Better Experiments: Predict & Run Your Highest Impact A/B Tests First
Some a/b tests are better than others and it would be in your best interest to run your best test ideas first. From a business perspective, I think that the criteria for selecting your best tests should include something of the following: highest impact and lowest effort. Effort is easier to assign when you talk to your developers. But how do you predict the impact of your upcoming tests? Here is how we do it.
For Completely New Ideas: We Simply Don’t Know
If we are testing a new design idea for which no past data exists, then we admit that we simply don’t know what effect to expect. We stopped ranking ideas as low, medium and high impact based on pure guess work and started acknowledging total uncertainty in these cases. I think that’s healthy and honest – it’s fine not to know.

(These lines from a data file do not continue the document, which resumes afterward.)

Issue #338, opened 2024-03-27
inference --version


yeldarby:
### Search before asking

- [X] I have searched the Inference [issues](https://github.com/roboflow/inference/issues) and found no similar feature requests.


### Description

Would be great if `inference --version` told you what version you had installed.

### Use case

I'm in a remote env and want to know what I'm working with.

### Additional

Currently:
```
root@C.10287201:~$ inference --version
Usage: inference [OPTIONS] COMMAND [ARGS]...
Try 'inference --help' for help.
╭─ Error ────────────────────────────────────────────────────────────────────────────────────────────────────────────────────────────────────────────────────────────────────────────────────────────────────────────────────────────────────────────────────────────────────╮
│ No such option: --version                                                                                                                                                                                                                                                  │
╰────────────────────────────────────────────────────────────────────────────────────────────────────────────────────────────────────────────────────────────────────────────────────────────────────────────────────────────────────────────────────────────────────────────╯
root@C.10287201:~$
```

### Are you willing to submit a PR?

- [ ] Yes I'd like to help by submitting a PR!

Griffin-Sullivan:
@grzegorz-roboflow I believe we can close this now.

yeldarby:
Thanks for the contribution @Griffin-Sullivan!

PR #339, opened 2024-03-28
Add --version option to CLI

Griffin-Sullivan:
# Description

Taking a shot at https://github.com/roboflow/inference/issues/338. It's a little tricky to test locally, since there's nothing I could find that tracks the version locally. Therefore, looking for package metadata can cause issues. When I tested the `version()` function with the latest release it returned the version correctly, so I opted to just catch the exception and let the user know it's a local install.

## Type of change

Try running `inference --version`. I also tested the `version()` function on an actual release and it returned the correct version.

## Docs

### DIFF
--- a/inference_cli/main.py
+++ b/inference_cli/main.py
@@ -14,6 +14,32 @@ app.add_typer(cloud_app, name="cloud")
 app.add_typer(benchmark_app, name="benchmark")
 
 
+def version_callback(value: bool):
+    if value:
+        from importlib.metadata import version, PackageNotFoundError
+
+        version_msg = ""
+        for package in ['inference', 'inference-sdk', 'inference-cli']:
+            try:
+                package_version = version(package)
+                version_msg += f"{package} version: v{package_version}\n"
+            except PackageNotFoundError:
+                if package == 'inference':
+                    version_msg = f"{package} version: using local install"
+                    break
+        
+        typer.echo(version_msg)
+            
+        raise typer.Exit()
+
+@app.callback()
+def version(
+    version: Annotated[
+        Optional[bool], typer.Option("--version", callback=version_callback, is_eager=True)
+    ] = None,
+):
+    return
+
 @app.command()
 def infer(
     input_reference: Annotated[


Griffin-Sullivan:
I've never used typer before. Here's the docs I followed for the changes https://typer.tiangolo.com/tutorial/options/version/#__tabbed_1_1

PawelPeczek-Roboflow:
@Griffin-Sullivan - thanks a lot for contribution. Will review in my next free cycle (probably early next week) or maybe there would be one of my college picking this up earlier.

grzegorz-roboflow:
Hi @Griffin-Sullivan , I looked through your proposed change and I'm wondering if there is any reason for passing value to the callback?

I tested your change locally and could simplify it slightly:

```python
def get_version_callback():
    from importlib.metadata import version, PackageNotFoundError

    try:
        inference_version = version('inference')
        typer.echo(f"Inference Version: {inference_version}")
    except PackageNotFoundError:
        typer.echo(f"Inference Version: using local install")

    raise typer.Exit()


@app.callback()
def get_version(
    version: Annotated[
        Optional[bool], typer.Option("--version", callback=get_version_callback, is_eager=True)
    ] = None,
):
    return
```

inference_cli/main.py
```diff
@@ -14,6 +14,26 @@
...
+        try:
+            inference_version = version('inference')
+            print(f"Inference Version: {inference_version}")
+        except PackageNotFoundError:
+            print(f"Inference Version: using local install")
+            
+        raise typer.Exit()
+
+@app.callback()
+def main(
```
grzegorz-roboflow, line 30: Please rename this method so the name states the purpose behind this method (maybe `version`?)

inference_cli/main.py
```diff
@@ -14,6 +14,26 @@
...
+    version: Annotated[
+        Optional[bool], typer.Option("--version", callback=version_callback)
```
grzegorz-roboflow, line 32: Please add `--is-eager` to handle situation where other option is invoked before `--version` - as suggested by [typer docs](https://typer.tiangolo.com/tutorial/options/version/)

inference_cli/main.py
```diff
@@ -14,6 +14,26 @@
 app.add_typer(benchmark_app, name="benchmark")
 
 
+def version_callback(value: bool):
+    if value:
+        from importlib.metadata import version, PackageNotFoundError
+
+        try:
+            inference_version = version('inference')
+            print(f"Inference Version: {inference_version}")
```
grzegorz-roboflow, line 23: Would be great to use `typer.echo` to keep consistency

inference_cli/main.py
```diff
@@ -14,6 +14,26 @@
 app.add_typer(benchmark_app, name="benchmark")
 
 
+def version_callback(value: bool):
+    if value:
+        from importlib.metadata import version, PackageNotFoundError
+
+        try:
+            inference_version = version('inference')
```
grzegorz-roboflow, line 22: We also have `inference_sdk` which would be nice to be grabbed and echoed back to the user.  Displaying version of `inference_cli` itself would be useful too.

inference_cli/main.py
```diff
@@ -14,6 +14,26 @@
...
+            print(f"Inference Version: {inference_version}")
+        except PackageNotFoundError:
+            print(f"Inference Version: using local install")
```
grzegorz-roboflow, line 25: Would be great if we can distinguish between package not installed and package installed in editable mode, `importlib.metadata.distribution("inference")` would result in `ModuleNotFoundError` if package was not installed.

grzegorz-roboflow (changes requested):

inference_cli/main.py
Griffin-Sullivan: In my testing I'm only ever getting `PackageNotFoundError`. I agree this distinction would help with crafting the version message.

grzegorz-roboflow (approved):

grzegorz-roboflow:
Thank you for your time you have taken to respond to comments, I'm merging the change.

For Tested Ideas: Median Data
The more tests we run (and talk to people who run a/b tests), the more we realize that people test similar changes. From this perspective, if we only choose to group similar tests together and remember their effects then we can begin to sort (and run) the highest impact tests first. We built GoodUI Fastforward with exactly this predictive mindset in mind. For each pattern, defined by a change or set of changes, we calculate median data from past test results. We like medians as they don’t skew our effects as much when we introduce big effect outliers (possibly from under powered tests).
We also go one step further and calculate the medians of both shallow and deep metrics. Shallow metrics for us usually measure low intent visits to the next immediate step. And deeper metrics, such as real signups or real sales, measure a higher intent of people actually carrying through multiple steps all the way till the end.
Here is an example of a few patterns that contain test data for checkout pages. As you can see, the No Coupon Field pattern so far has the highest median effect (+24%) based on 3 tests, followed by the Fewer Form Field pattern (+13%) that is based on 4 tests.
When we optimize multiple web sites, having such median data is very useful in helping us select the highest impact ideas. And the amazing thing is that with each test we run, our defined patterns become more accurate as they are corrected with new results.